### Data for review

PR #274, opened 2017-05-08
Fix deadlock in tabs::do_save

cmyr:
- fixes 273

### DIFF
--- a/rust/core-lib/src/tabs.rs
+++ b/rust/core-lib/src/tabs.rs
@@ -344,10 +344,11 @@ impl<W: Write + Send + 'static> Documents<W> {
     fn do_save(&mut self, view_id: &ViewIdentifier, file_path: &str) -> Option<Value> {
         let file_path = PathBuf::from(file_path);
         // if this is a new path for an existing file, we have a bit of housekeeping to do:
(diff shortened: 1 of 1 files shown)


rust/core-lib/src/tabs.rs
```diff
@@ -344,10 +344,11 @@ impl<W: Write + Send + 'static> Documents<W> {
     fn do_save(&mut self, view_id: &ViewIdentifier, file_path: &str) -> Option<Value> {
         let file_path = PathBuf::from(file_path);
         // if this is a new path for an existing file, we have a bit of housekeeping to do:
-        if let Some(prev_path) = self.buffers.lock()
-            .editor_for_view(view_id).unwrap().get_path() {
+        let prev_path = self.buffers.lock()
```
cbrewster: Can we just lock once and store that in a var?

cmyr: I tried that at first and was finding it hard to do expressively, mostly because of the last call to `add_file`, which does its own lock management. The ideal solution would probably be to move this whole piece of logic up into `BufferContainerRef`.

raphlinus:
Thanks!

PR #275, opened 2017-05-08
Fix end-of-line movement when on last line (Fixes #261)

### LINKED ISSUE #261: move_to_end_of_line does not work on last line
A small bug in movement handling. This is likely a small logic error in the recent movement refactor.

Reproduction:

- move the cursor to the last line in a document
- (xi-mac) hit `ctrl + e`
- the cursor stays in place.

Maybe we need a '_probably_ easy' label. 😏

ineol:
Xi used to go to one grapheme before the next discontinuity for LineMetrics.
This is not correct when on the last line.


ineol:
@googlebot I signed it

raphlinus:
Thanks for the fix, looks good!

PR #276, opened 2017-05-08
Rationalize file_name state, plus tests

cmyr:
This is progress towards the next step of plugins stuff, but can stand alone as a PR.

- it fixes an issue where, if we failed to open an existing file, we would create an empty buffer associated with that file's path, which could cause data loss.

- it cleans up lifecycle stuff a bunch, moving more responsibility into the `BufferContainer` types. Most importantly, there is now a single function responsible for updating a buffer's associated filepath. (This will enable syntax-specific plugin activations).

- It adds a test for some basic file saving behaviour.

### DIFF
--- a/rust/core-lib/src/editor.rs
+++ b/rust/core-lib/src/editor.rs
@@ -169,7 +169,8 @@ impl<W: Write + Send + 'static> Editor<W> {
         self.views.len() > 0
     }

######

• [What you will do]
Output the entire data exactly, line for line.

• [Answer below]
PR #274, opened 2017-05-08
Fix deadlock in tabs::do_save

cmyr:
- fixes 273

### DIFF
--- a/rust/core-lib/src/tabs.rs
+++ b/rust/core-lib/src/tabs.rs
@@ -344,10 +344,11 @@ impl<W: Write + Send + 'static> Documents<W> {
     fn do_save(&mut self, view_id: &ViewIdentifier, file_path: &str) -> Option<Value> {
         let file_path = PathBuf::from(file_path);
         // if this is a new path for an existing file, we have a bit of housekeeping to do:
(diff shortened: 1 of 1 files shown)


rust/core-lib/src/tabs.rs
```diff
@@ -344,10 +344,11 @@ impl<W: Write + Send + 'static> Documents<W> {
     fn do_save(&mut self, view_id: &ViewIdentifier, file_path: &str) -> Option<Value> {
         let file_path = PathBuf::from(file_path);
         // if this is a new path for an existing file, we have a bit of housekeeping to do:
-        if let Some(prev_path) = self.buffers.lock()
-            .editor_for_view(view_id).unwrap().get_path() {
+        let prev_path = self.buffers.lock()
```
cbrewster: Can we just lock once and store that in a var?

cmyr: I tried that at first and was finding it hard to do expressively, mostly because of the last call to `add_file`, which does its own lock management. The ideal solution would probably be to move this whole piece of logic up into `BufferContainerRef`.

raphlinus:
Thanks!

PR #275, opened 2017-05-08
Fix end-of-line movement when on last line (Fixes #261)

### LINKED ISSUE #261: move_to_end_of_line does not work on last line
A small bug in movement handling. This is likely a small logic error in the recent movement refactor.

Reproduction:

- move the cursor to the last line in a document
- (xi-mac) hit `ctrl + e`
- the cursor stays in place.

Maybe we need a '_probably_ easy' label. 😏

ineol:
Xi used to go to one grapheme before the next discontinuity for LineMetrics.
This is not correct when on the last line.


ineol:
@googlebot I signed it

raphlinus:
Thanks for the fix, looks good!

PR #276, opened 2017-05-08
Rationalize file_name state, plus tests

cmyr:
This is progress towards the next step of plugins stuff, but can stand alone as a PR.

- it fixes an issue where, if we failed to open an existing file, we would create an empty buffer associated with that file's path, which could cause data loss.

- it cleans up lifecycle stuff a bunch, moving more responsibility into the `BufferContainer` types. Most importantly, there is now a single function responsible for updating a buffer's associated filepath. (This will enable syntax-specific plugin activations).

- It adds a test for some basic file saving behaviour.

### DIFF
--- a/rust/core-lib/src/editor.rs
+++ b/rust/core-lib/src/editor.rs
@@ -169,7 +169,8 @@ impl<W: Write + Send + 'static> Editor<W> {
         self.views.len() > 0
     }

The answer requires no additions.